The Star on the Forehead

Like the Nicadors, Professor Caraeni had also fought in Spain, but he had survived. He didn’t like to recall that period. The Captain wanted to bring him to Bucharest, so that he could be alongside the front-ranking comrades. Caraeni had had the privilege of being able to refuse him. He had buried his arms and destroyed his notebook of fighting songs. He looked with pity on the Iron Guard men who paraded bellicosely around town. Some of them had been his pupils. Two were fellow teachers. There were also priests from the surrounding villages, together with their cantors, and three patriotic Armenian merchants. Most of them were Aromanians, like himself; all of them were ambitious, a few of them intelligent, but even the latter foolishly imagined that the party they had got themselves mixed up in was their new family. After the death of the Captain, the man who took his place transformed the party radically, although he did not dare make any overt changes to its philosophy. Where was the elite now, the flower of the Romanian people, when you awoke to find yourself comrade with scum who saw in the green shirt nothing but a disguise that allowed them to beat and rob whomever they pleased? Bucharest allowed a former tavern keeper wanted by the law for shady dealings to use the party for his own vendettas. The dowry Stelian had brought to the Legion were his shop boys and two officers from the Scipion Regiment, who were hoping that if the joined the Legion in secret they would get out of here and rise through the ranks more quickly.

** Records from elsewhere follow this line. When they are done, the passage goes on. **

PR #7574, opened 2023-04-19
refactor: rename ast_generic/Tok.ml to ast_generic/Tok_.ml

aryx:
This will allow to define a propose lib_parsing/Tok.ml
extracted from Parse_info.ml

test plan:
make core-test

PR checklist:


nmote:
> This will allow to define a propose lib_parsing/Tok.ml

I'm not very happy about the idea of `Tok` and `Tok_` both floating around. I think that if they are two different things, the names should briefly describe the differences. If they are basically the same thing, we should figure out how to unify them. I already get confused about the differences between a lot of these different data structures and the different aliases for them.

IagoAbal:
These refactorings need to be applied to Semgrep Pro too. Important to take into consideration if you plan to   do more refactoring after this PR. Otherwise when you want to work with Pro you suddenly have to deal with lots of small changes you are unfamiliar with.

aryx:
Ultimately I want to get rid of Tok_.ml

Yes I'll do the PR for semgrep pro too. I'm OnCall this week and so will do the release.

Caraeni had found out that the Captain’s men, who were more tightly wedged in the party than himself, had been sidelined. In the Iron Guard state, there was no longer any need for idealists, but rather lads to pump funds into Bucharest, to cover the costs of our party now it was in power.

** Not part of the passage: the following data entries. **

PR #7581, opened 2023-04-19
refactor(taint): allow multiple sink traces

brandonspark:
## What:
This PR refactors our internal taint representation so that a taint finding can have multiple traces, when it comes to sinks.

## Why:
Before, we made a simplifying assumption that when discharging a function taint signature, we could produce a bunch of small taint "findings", one per taint going into the function. This was fine when interprocedural taint was not using taint labels, but it doesn't suffice for a world that has them. This is because a taint finding may occur due to multiple input taints.
 
However, this comes with its own difficulties. Our type representation for `taints_to_sinks` assumed that there was only a single taint going to the sink, meaning a single trace for the sink. This is not true, however, as the input taints to a function call might go to different arguments, resulting in many different call traces, all for different taints.

## How:
I altered some type representations so that we could have multiple traces for multiple taints going through a function call to a given sink.

This was done by, instead of storing just a `taint` for every single taint going into the sink, I paired each `taint` with a `unit call_trace`.

This was using a `unit call_trace` because I didn't want the `taint` to be at the very end of the `call_trace`. If it was, I would have to do a bunch of work to traverse it to figure out if we had an `Arg` or `Src` variant, which would be gross, and also take linear time. This information was necessary because in `check_function_signature` we need to dispatch on the variant in order to determine if we need to substitute it with taints going in to the function. The actual information at the end of the call trace is irrelevant, we just need the trace.

## Test plan:
See https://github.com/returntocorp/semgrep-proprietary/pull/672

## Future work:
This is only step 1 of interprocedural taint labels. This deals with the problem of instantiating multiple taints within the body of a function that is called, but doesn't deal with more nuanced conditional behavior for taints within the flow of the function, such as `requires` attached to sources, or labeled propagators. More work as detailed in my scope doc at https://www.notion.so/r2cdev/Interprocedural-Taint-Labels-138ca7ca4d21463a8f481ccc9995903b?pvs=4 is needed to accomplish that.

Closes PA-2708

PR checklist:


changelog.d/pa-2708.added
```diff
@@ -0,0 +1 @@
+Taint: Added support for simple cases of interprocedural taint labels
```
IagoAbal: Maybe add `Pro: ...` so that it's clear this is a Pro feature.

src/core/Pattern_match.ml
```diff
@@ -54,10 +54,9 @@ type taint_call_trace =
     }
 [@@deriving show, eq]
 
-type taint_trace = {
-  sources : (taint_call_trace * tainted_tokens) list;
-  sink : taint_call_trace;
-}
+type taint_trace =
+  (* source *)
+  (taint_call_trace * tainted_tokens * (* sink *) taint_call_trace) list
```
IagoAbal: Could we define a new record type, `taint_trace_item` or something?

IagoAbal: Why do we now have multiple sinks for a `taint_trace` ?

brandonspark: Yes, we could.

brandonspark: These aren't truly multiple sinks, they are multiple paths to the _same_ sink. This is because the taint going to a single sink might take multiple routes to get there, for instance if multiple different arguments are tainted.

IagoAbal: Thanks, got it! So we have the trace-from-source-to-current function, then the internal-trace-within-the-function (the tainted tokens), then the trace from-current-function-to-sink. Maybe this is good to explain in a comment somewhere.

IagoAbal: Or having a record, using some long descriptive names for the fields.

src/tainting/Taint.mli
```diff
@@ -36,7 +36,7 @@ type orig =
 type taint = { orig : orig; tokens : tainted_tokens } [@@deriving show]
 
 type taints_to_sink = {
-  taints_with_precondition : taint list * AST_generic.expr;
+  taints_with_precondition : (taint * unit call_trace) list * AST_generic.expr;
```
IagoAbal: So this `unit call_trace` is the trace from-current-function-to-sink. Needs a comment / record type / or new type to make it more clear.

src/tainting/Taint.mli
```diff
@@ -22,7 +22,7 @@ type source = {
 }
 [@@deriving show]
 
-type sink = Rule.taint_sink call_trace [@@deriving show]
+type sink = Pattern_match.t * Rule.taint_sink [@@deriving show]
```
IagoAbal: Better record type IMO.

src/tainting/Dataflow_tainting.ml
```diff
@@ -1205,34 +1222,32 @@ let check_function_signature env fun_exp args args_taints =
...
+              taints
+              |> List.concat_map (fun (t, ct) ->
+                     match t.T.orig with
+                     | T.Src _ ->
+                         (* Here, we do not modify the call trace or the taint.
+                            This is because this means that, without our intervention, a
+                            source of taint reaches the sink upon invocation of this function.
+                            As such, we don't need to touch its call trace.
+                         *)
+                         [ (t, ct) ]
```
IagoAbal: Do we need to do anything with this? Previously we did nothing. The idea is that that finding will be reported when that function is analyzed.

IagoAbal:
> ... such as requires attached to sources, or labeled propagators. More work as detailed in my scope doc at ...

Is the precondition attached to sources ignored?

src/tainting/Dataflow_tainting.ml
brandonspark: Previously, we did nothing because we had an assumption that only one taint was necessary in order to produce a taint finding. This worked fine in the case where we didn't have interprocedural taint labels, but as we know, that is no longer the case.

To get it to work interprocedurally with taint labels, we will actually have to keep around these source taints. This is because, whereas previously we could assume that any `Src` taint we saw was "done", in the sense that we had already reported everything we needed from it (finding or not), it's no longer necessarily the case that it will be irrelevant to a future taint finding. Consider the following code:
```
def bar(y):
  foo(y)
  
def foo(x):
  a = source_a
  sink_of_a_and_b(a, x)
```
In this case, `foo` will get a `ToSink` with the `Arg` taint from `x`, and the `Src` taint from `source_a`. This is fine, but when we use the taint signature in the body of `bar`, we have to decide what taint signature to produce for `bar`.

In this case, it's not true that we can safely discard the `Src` taint from `source_a`. If that was true, we would never be able to produce a taint finding from calling `bar`, even though there should be one if `bar` were called with a `B` taint. This is because the `Src` taint is still flowing in to the sink of `sink_of_a_and_b`, albeit gated behind the call to `foo`. So we should keep it around.

brandonspark:
> Is the precondition attached to sources ignored?

In the interprocedural case, yes. `Arg` taint doesn't know how to interface with source `requires`, yet.

IagoAbal (approved):

IagoAbal:
> > Is the precondition attached to sources ignored?
> 
> In the interprocedural case, yes. `Arg` taint doesn't know how to interface with source `requires`, yet.

Wait when we report a finding it is being check that the taints satisfy the requires no?

src/tainting/Dataflow_tainting.ml
IagoAbal: I think you are right, can you write a comment using that same or similar example attached to the code? Your comment here makes it a lot more clear, perhaps just shorten it a bit.

brandonspark:
> Wait when we report a finding it is being check that the taints satisfy the requires no?
Yes, for sinks this is fine. But at the time that we generate the taint signature for a function which contains a source with a `requires` (which, by the way, I think we really need a term for), the taint engine does not know how to deal with a "hypothetical" taint. This means that it might not assume that a taint exists, because it does not know about the `Arg` taint being instantiated in a way to satisfy the source's `requires`. Example:
```
def foo(x):
  y = source_that_requires_a_and_produces_b(x)
  sink_that_requires_b(y)
```
In this example, we will infer that the `x` taint reaches `y`, but if we call it with `x : A`, we will not get any finding. This is because when the `Arg` taint of `x` reaches `y`, the `Arg` taint does not satisfy the `requires: A` and thus we produce no `B` taint.

src/tainting/Dataflow_tainting.ml
brandonspark: yep, good idea. done!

Caraeni agreed that the Yids should be taken down a peg, as the late Mr Nae Ionescu had superbly put it when he said that that Jew-boy Mihail Sebastian was not worth tuppence, but not to rob them like bandits. And not to take away their livelihoods, because that is not a healthy state. When here in town Lea is the only doctor skilled at delivering babies and knowledgeable of women’s ailments, you don’t tell her that she’s only allowed to treat other Jewesses. And nor do you burst in on Haikis the grain wholesaler and take away his business, like the lads from Stelian’s shop did, when you’re not even capable of holding on to your own wretched tavern at auction.

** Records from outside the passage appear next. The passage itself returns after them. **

PR #7598, opened 2023-04-20
feat(lsp-ocaml): Port LS to OCaml

ajbt200128:
Ported the LS to OCaml!
Corresponding VSCode extension branch [here](https://github.com/returntocorp/semgrep-vscode/tree/austin/lsp-ocaml)

This should be backwards compatible with the current VSCode extension, but some of its settings are no longer relevant and don't do anything. If you're reviewing/testing this, I'd recommend checking out the branch above, and using that.

This is my first real experience with OCaml so feel free to leave any nitpicking/style guide comments!

PR checklist:


aryx:
+1,861 −1,848
pretty stable change in LOC :) I guess OCaml/Python have similar expressivity

aryx:
I think ls is not a super well know abbreviation. LSP is, so maybe rename to lsp/ or
the more verbose language_server/.
same for the package name, so we would use semgrep.language_server

Note: the LSP_experiment.ml I wrote a long time ago was to leverage type information in the OCaml language server for better typed metavariable in Semgrep for OCaml.

ajbt200128:
> I think ls is not a super well know abbreviation. LSP is, so maybe rename to lsp/ or the more verbose language_server/. same for the package name, so we would use semgrep.language_server

Yea fair, I tried looking around at one point and some people say "LSP implementation" "LSP" or just "Language Server". The idea of calling something the "Language Server Protocol Server" makes me sad, but I've accepted it. I'll probably go for "language_server"

aryx:
you did a mistake with git, because now we have all the changes of Brandon and Tom in your PR.
Can you merge develop correctly so that we just see your changes?

changelog.d/pa-lsp.added
```diff
@@ -0,0 +1 @@
+Language Server has been moved to OCaml core, with major speed improvements
```
aryx, line 1: ... has been reimplemented in OCaml ...

cli/src/semgrep/lsp/schema.json
```diff
@@ -63,40 +43,10 @@
...
-      "type": "boolean",
-      "default": true,
-      "description": "Skip files ignored by git"
-    },
-    "semgrep.lsp.watchOpenFiles": {
-      "type": "boolean",
-      "default": true,
-      "description": "Scan all opened files automatically on open and save."
-    },
-    "semgrep.lsp.watchWorkspace": {
```
aryx, line 81: what happened to all those schema elements? We don't support those features anymore?

cli/src/semgrep/metrics.py
```diff
@@ -191,7 +185,6 @@ class Metrics:
             errors=ErrorsSchema(),
             performance=PerformanceSchema(),
             value=ValueSchema(features=set()),
-            fix_rate=FixRateSchema(),
```
aryx, line 194: Why we don't care about fix_rate anymore?

src/ls/CodeActions.mli
```diff
@@ -0,0 +1,4 @@
+val code_actions_of_results :
```
aryx, line 1: In general we try very hard to document things in the .mli. In fact, most of the time for PRs I just look at the .mli.
So here it would be probably better to rename the function to code_actions_of_core_matches
and explain what is the string list second argument (since it's not super clear from the type what it is).

src/ls/CodeActions.ml
```diff
@@ -0,0 +1,40 @@
...
+  let matches =
+    Common2.filter
+      (fun (m : Semgrep_output_v1_t.core_match) ->
+        m.location.path = file && m.extra.rendered_fix <> None)
+      matches
+  in
+  Common.map code_action_of_match matches
+
+let code_actions_of_results matches files =
+  Common2.map_flatten (code_actions_of_file matches) files
```
aryx, line 40: Use of Common2 is deprecated. Here you can probably use List.concat_map
We could add a semgrep rule for it  ...

src/ls/CodeActions.mli
aryx: I guess the string list is a list of filenames. In theory you could use Common.filename, which is an alias to a string,
but recently we started to switch to more strongly typed file names with Fpath.t.
That requires to use a few extra functions. See also libs/commons/File.mli

src/ls/CodeActions.ml
```diff
@@ -0,0 +1,40 @@
+open Lsp
+open Types
+open Lsp_util
+
```
aryx, line 4: A Toplevel comment in the file rougly explaining the goal of the module would be helpful.
See other files in semgrep as example (e.g., AST_generic.ml, but does not have have to be that long :) )

src/ls/Diagnostics.mli
```diff
@@ -0,0 +1,2 @@
+val diagnostics_of_results :
```
aryx, line 1: Again, a small comment in the .mli will help.
The .mli are the most important files.
That's usually what we read when we want to use other people's code.

src/ls/Git_helper.ml
```diff
@@ -0,0 +1,81 @@
+(*diff unified format regex https://www.gnu.org/software/diffutils/manual/html_node/Detailed-Unified.html#Detailed-Unified
```
aryx, line 1: This is mostly independent of the language server, so it should be moved out, e.g., in libs/
and actually there are a few places where we do git related stuff that we should merge together.
maybe we can start a libs/lib_git/ to gather such code.

src/ls/Git_helper.ml
```diff
@@ -0,0 +1,81 @@
...
+ * @@ -10,3 +20,3 @@
+ * where the 3 is the number of lines that were changed
+ * We use a named capture group for the lines, and then split on the comma if it's a multiline diff *)
+let _git_diff_lines_re = {|@@ -\d*,?\d* \+(?P<lines>\d*,?\d*) @@|}
+let git_diff_lines_re = SPcre.regexp _git_diff_lines_re
+
+let is_git_repo () =
+  let cmd = ("git", [| "git"; "rev-parse"; "--is-inside-work-tree" |]) in
+  (* We use Lwt_process.exec here instead of the standard library because we can do timeouts *)
+  let%lwt status =
```
aryx, line 19: @dinosaure started to use the Bos library for such things. We should probably unify things.

src/ls/LS.mli
```diff
@@ -0,0 +1 @@
+val start : Runner_config.t -> unit
```
aryx, line 1: comment

aryx: Can be "Entry point of the language server. This will start the server following the LSP protocol and listen on port XXX for requests from VScode or other LSP clients.

src/ls/Lsp_util.mli
```diff
@@ -0,0 +1,2 @@
+val range_of_location : Semgrep_output_v1_t.location -> Lsp.Types.Range.t
```
aryx, line 1: Those are actually not utilities related to LSP but utilities related to Semgrep.
Maybe Convert_utils.mli

src/ls/Lsp_util.mli
```diff
@@ -0,0 +1,2 @@
...
+val string_of_severity : Rule.severity -> Lsp.Types.DiagnosticSeverity.t
```
aryx, line 2: This does not return a strings maybe lsp_severity_of_rule_severity
(the final type may be a string, but this is an implementation detail we should hide. You use DiagnosticSeverity.Error
in the code, so this looks like a real type)

aryx (approved):

src/ls/Processed_run.ml
```diff
@@ -0,0 +1,146 @@
+open Git_helper
+
+type t = Semgrep_output_v1_t.core_match * Rule.rule
+
+(* This is copied from osemgrep/Nosem.ml, when porting is done we should use
+   stuff from there *)
+(* Trying to include that part of osemgrep causes a dependency cycle :( *)
```
aryx, line 7: Ok, I'll try to fix the dependency cycle.

src/ls/Processed_run.mli
```diff
@@ -0,0 +1,8 @@
+type t = Semgrep_output_v1_t.core_match * Rule.rule
+
+val of_matches :
```
aryx, line 3: small comment, again. Anything that can help the consumer of this module to understand how to use it.

src/ls/Unit_LS.ml
```diff
@@ -0,0 +1,250 @@
+open Lsp
+open Types
+open Testutil
+module Out = Output_from_core_t
+
+(** Try to test all of the more complex parts of the LS, but save the e2e stuff
```
aryx, line 6: great comment

src/ls/Unit_LS.ml
```diff
@@ -0,0 +1,250 @@
...
+  let test_git () =
+    let workspace = mock_workspace ~git:true () in
+    let file1 = add_file ~git:true workspace () in
+    let file2 = add_file ~git:false workspace () in
+    let files = [ file1; file2 ] in
+    let expected = files in
+    test_session files expected workspace false
+  in
+  let test_git_dirty () =
+    let workspace = mock_workspace ~git:true () in
```
aryx, line 143: @mjambon started to write some test utilities in help creating test files and dirs.
See libs/Testutil_files.mli

aryx: Maybe we need to extend it to support those ~git:xxx flags.

src/ls/dune
```diff
@@ -0,0 +1,23 @@
+(library
+ (public_name semgrep.ls)
```
aryx, line 2: I think ls -> language_server everywhere will be better.

aryx (approved):
Great work!

aryx:
Usually when we approve but don't merge the PR that means the PR is mostly good, but we let the author
address the comments and then merge it. There is no need for a second review, just try your best to address the comment
(if you disagree then don't change the code).

aryx:
The CI failure seems unrelated. I'll try to fix it. All the PRs on develop are currently broken because of this dev-docker CI step failing.

src/ls/Git_helper.ml
dinosaure: I think it's indeed the right choice & allow us to be outside the `lwt` monad.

Caraeni knew that the General had nothing against these obligatory Romanianisation measures and that nor could he stomach the Yids, but what he knew was that, as head of state, he wanted things to run smoothly. With the symbolic power still left to him, the professor summoned Stelian to his house. The tavern keeper sent word that he was too busy running the town, along with the young patriots, to accept his invitation. This refusal reminded Caraeni of his prerogatives in the party. He sent two trusty Aromanians to fetch Stelian to his house, giving them a free hand. He wanted to have the tavern keeper whipped, no matter how old he was. The professor was waiting at home: perhaps whipping was too harsh for an old man, he told his right-hand man. Towards evening, he heard cries coming from Isidor’s grocery shop. Livid with fury, Caraeni went outside: ‘Damn that Stelian! This time he’s gone too far!’ He was stabbed three times in the chest, and another knife carved a ‘Star of David’ on his forehead. ‘The Zionists’ revenge!’ cried Stelian, who had come to visit comrade Caraeni. The judge arrived later, and after examining the professor, he told Stelian that as far as he knew, the Zionists did not believe in a five-pointed star, like the one carved on Caraeni’s forehead.